Ветер дул со звёзд, холоден и сир.
Сначала лезть было опасно, но потом Акроннион добрался до гладких широких ступеней, что вели от края в логово, и тут сверху лестницы послышался непрекращающийся смешок Радостен-Зверя.
Тогда испугался Акроннион, что веселье Зверя может оказаться неуязвимым даже для самой печальной песни, но не повернул обратно, а тихо поднялся по лестнице и, поставив агатовую чашу на ступеньку, заиграл старинный лад, именуемый Плачевень. В нём пелось о злосчастьи и запустениях, постигших давным-давно, в начале времён, счастливые светлые города. Пелось о том, как давным-давно боги, звери и люди любили своих прекрасных избранниц, и о том, что любовь их была тщетной. Пелось о полёте золотых надежд — но не об их исполнении. Пелось о том, как Любовь отвергла Смерть — и как Смерть насмеялась над Любовью.
Довольный смешок Радостен-Зверя затих. Он встал и встряхнулся — но счастливее не стал. А Акроннион всё ещё пел Плачевень, и Радостен-Зверь печально подошёл к нему. Акроннион, хоть и охвачен был страхом, не прекращал петь; и пел он о беспощадности Времени. Две огромные слезы навернулись на глаза Радостен-Зверя.

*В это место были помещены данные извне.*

PR #1130, opened 2018-03-31
Tidy Network gathering of features into input vector 

Hersmunch:
Changed to produce a vector of feature directly rather than going via the NNPlanes representation. Simplified application of rotations by storing board vertices instead of NN plane vertices.

Also makes it easier for a future change to produce rotations of training data, if ever desired.

### DIFF
--- a/src/Leela.cpp
+++ b/src/Leela.cpp
@@ -347,7 +347,7 @@ int main (int argc, char *argv[]) {
     auto komi = 7.5f;
     maingame->init_game(BOARD_SIZE, komi);
 
-    Network::init_rotation_table(*maingame);
+    Network::init_symmetry_table(*maingame);
 
     if (cfg_benchmark) {
         cfg_quiet = false;
--- a/src/Leela.cpp
+++ b/src/Leela.cpp
@@ -347,6 +347,8 @@ int main (int argc, char *argv[]) {
     auto komi = 7.5f;
     maingame->init_game(BOARD_SIZE, komi);
 
+    Network::init_rotation_table(*maingame);
+
     if (cfg_benchmark) {
         cfg_quiet = false;
         benchmark(*maingame);
--- a/src/Network.cpp
+++ b/src/Network.cpp
@@ -856,17 +856,14 @@ Network::Netresult Network::get_scored_moves(
         }
     }
 
-    NNPlanes planes;
-    gather_features(state, planes);
-
     if (ensemble == DIRECT) {
         assert(rotation >= 0 && rotation <= 7);
-        result = get_scored_moves_internal(state, planes, rotation);
+        result = get_scored_moves_internal(state, rotation);
     } else {
         assert(ensemble == RANDOM_ROTATION);
         assert(rotation == -1);
         const auto rand_rot = Random::get_Rng().randfix<8>();
-        result = get_scored_moves_internal(state, planes, rand_rot);
+        result = get_scored_moves_internal(state, rand_rot);
     }
 
     // Insert result into cache.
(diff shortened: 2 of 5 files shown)


src/Leela.cpp
```diff
@@ -347,6 +347,8 @@ int main (int argc, char *argv[]) {
     auto komi = 7.5f;
     maingame->init_game(BOARD_SIZE, komi);
 
+    Network::init_rotation_table(*maingame);
```
gcp: Why not let Network call this? Why does main have to know about it?

src/Network.cpp
```diff
@@ -1000,81 +991,88 @@ void Network::show_heatmap(const FastState* const state,
...
-    auto x = vertex % BOARD_SIZE;
-    auto y = vertex / BOARD_SIZE;
-    int newx;
-    int newy;
-
-    if (symmetry >= 4) {
-        std::swap(x, y);
-        symmetry -= 4;
+int Network::get_board_vertex(const GameState& state, 
+                              const int x, const int y, int rotation) {
```
gcp: I much prefer the vertex rotation (err, symmetry) and "obtain board contents" be kept split. This has been a source of subtle bugs early on and it could use unit tests, which merging is going to make more problematic.

src/Network.cpp
```diff
@@ -1000,81 +991,88 @@ void Network::show_heatmap(const FastState* const state,
...
-                    black[idx] = true;
-                } else {
-                    white[idx] = true;
-                }
-            }
-            idx++;
+void Network::gather_features(const GameState* const state, NNPlanes& planes) {
+    
+    std::vector<net_t>features_vector;
+    gather_features_vector(state, features_vector, 0);
```
gcp: If you're going to do it this way, it might as well return the vector. (And this function might, too)

src/Network.cpp
```diff
@@ -1000,81 +991,88 @@ void Network::show_heatmap(const FastState* const state,
...
-    int newy;
-
-    if (symmetry >= 4) {
-        std::swap(x, y);
-        symmetry -= 4;
+int Network::get_board_vertex(const GameState& state, 
+                              const int x, const int y, int rotation) {
+    assert(x >= 0 && x < BOARD_SIZE);
+    assert(y >= 0 && y < BOARD_SIZE);
+    assert(rotation >= 0 && rotation <= 7);
```
gcp: Although the original code is inconsistent too, calling it a "rotation" is mathematically false, which is pretty annoying given that this code is calculating...symmetries. I'd prefer we fix this naming, not make it worse.

src/Network.cpp
Hersmunch: Understood, thanks for the warning about potential subtle bugs. Are you ok with the "obtaining of board vertex" to still be included within the symmetry table initialisation?

src/Network.cpp
Hersmunch: So should the `BoardPlane` and `NNPlanes` types be moved to Training.cpp for use when streaming and dumping the training data or are you thinking that it would be simpler to remove the use of `bitset`s and to iterate through a vector in those cases instead?

src/Leela.cpp
Hersmunch: @gcp (since this comment has been hidden by github)

src/Network.cpp
Hersmunch: I haven't done anything about this for now. Would you mind if I did further tidy up to Training.cpp in a separate follow-up PR?

Hersmunch:
I'll go away and simplify this and raise two separate PRs; one for renaming to symmetry and the other for using a vector for the features but without any rotation/symmetry changes.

Акроннион подвинул ногой агатовую чашу на подходящее место и запел о наступлении осени и о том, что всё проходит. И заплакал зверь, как плачут в оттепель замёрзшие холмы, и слёзы шлёпались в агатовую чашу. Акроннион всё пел и пел, отчаянно пел про маленькие, незаметные радости, что посещают людей, исчезают и не приходят более никогда, о солнечном свете, который больше никто не увидит на увядших лицах. Чаша наполнилась, и Акроннион содрогнулся: Зверь подошёл так близко! Раз показалось королю, что тот уже пустил слюну, но это были всего только стекавшие по губам Зверя слёзы.
Но Зверь уже переставал плакать, и человек почувствовал себя лакомым куском! Он запел о мире, в котором разочаровались боги. И вдруг — хрусть! — верное копьё Аррата вонзилось под лопатку, и на этом и слёзы, и веселье Радостен-Зверя были навсегда окончены.
Рыцари осторожно унесли чашу со слезами, а тело Радостен-Зверя оставили, чтобы разнообразить стол зловещей вороны; и в продуваемом со всех сторон камышовом домике распрощались со Старичком-Сторожем Волшебной Страны, который, узнав о их деянии, радостно забормотал, потирая руки: «Так ему и надо! Капуста моя! Капуста!»
И вскоре Акроннион снова пел в лесном дворце Королевы Сильвии, выпив прежде того слёзы из агатовой чаши. И было это торжественным вечером: здесь были все придворные, и послы из стран легендарных и мифических, и даже кое-кто из самой Terra Cognita.